Similarly, I tend to think of me as distinct from everything else. But when I pay attention I realize that I am not so discrete. What I refer to as me is a product of relations with the world – what I call not-me – so all those things that are not-me are me, because they are caught up in the loop to which I refer when I say me. That which is me, what I refer to when I say me, is also them, and therefore not-me. I am that; that is me.
Likewise, I tend to think of things as always changing: a Heraclitian view of the world – one which I embrace. All is process and relation. Yet from another view, the view when I sit and pay attention, there is really no change – all things being caught up in each other, nothing essentially changes. The parts move around, and the whole remains intact.
So what in everyday life I call reality, the material reality around me, the world that I touch and taste and smell – the aspect of reality that seems most real to object-oriented westerners – is in fact an assemblage, an arrangement of parts, which are themselves arrangements of smaller parts, and so on down to the point where the parts aren’t parts at all but energy and relation.

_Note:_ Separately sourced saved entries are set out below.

PR #1047, opened 2024-06-21
Merge rule_data.trusted_tasks into trusted_tasks

simonbaird:
Ernesto (reasonably IMO) assumed that this would work and I can't think of a good reason that it shouldn't, especially since it's such a small change.

It's true that we're moving towards the "trusted artifacts", aka "-oci-ta" tasks which mean we can permit custom tasks without requiring they they are trusted. But still, it's reasonable for teams to want to ensure their custom tasks are trusted, so I like the idea of make it more convenient.

Ref: [EC-709](https://issues.redhat.com/browse/EC-709)

### DIFF
--- a/antora/docs/modules/ROOT/pages/release_policy.adoc
+++ b/antora/docs/modules/ROOT/pages/release_policy.adoc
@@ -1632,7 +1632,7 @@ Each test result is expected to have a `results` key. Verify that the `results` 
 [#trusted_task_package]
 == link:#trusted_task_package[Trusted Task checks]
 
-This package is used to verify all the Tekton Tasks involved in building the image are trusted. Trust is established by comparing the Task references found in the SLSA Provenance with the pre-defined list of trusted Tasks. The list is customized via the `trusted_tasks` rule data key.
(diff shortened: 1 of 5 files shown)


robnester-rh (approved):
LGTM

zregvart (changes requested):
We could do with docs on this, perhaps [here](https://enterprisecontract.dev/docs/ec-policies/release_policy.html#trusted_task__trusted). And we want to schema check the value as it is relatively complex

simonbaird:
I'll do some more work on this based on Zoran's suggestions.

zregvart (approved):

zregvart (approved):
We can also do the schema check and the docs in a followup...

simonbaird:
I did update the documentation a little, see the second commit.

Schema validation seems like a good idea, and we are doing similar elsewhere (`git grep json.match_schema`), but I think it could be done in a future PR rather than hold up this one.

I'll pull this out of draft.

simonbaird:
Let's merge.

What we most want to call reality is in fact not real, not in that substantive sense we usually rely on. Put another way, we use substantiality, or objectivity, as the basis for what is real. But what we regard as real fails, upon scrutiny, to meet that standard.
Each of these points (and the collection) is a commonplace in some circles. Physics comes to mind. Zen Buddhism, too. What interests me is the homology that seems to run through these points, the simultaneity of now and then, this and that, one and many, fixed and moving, solid and ethereal.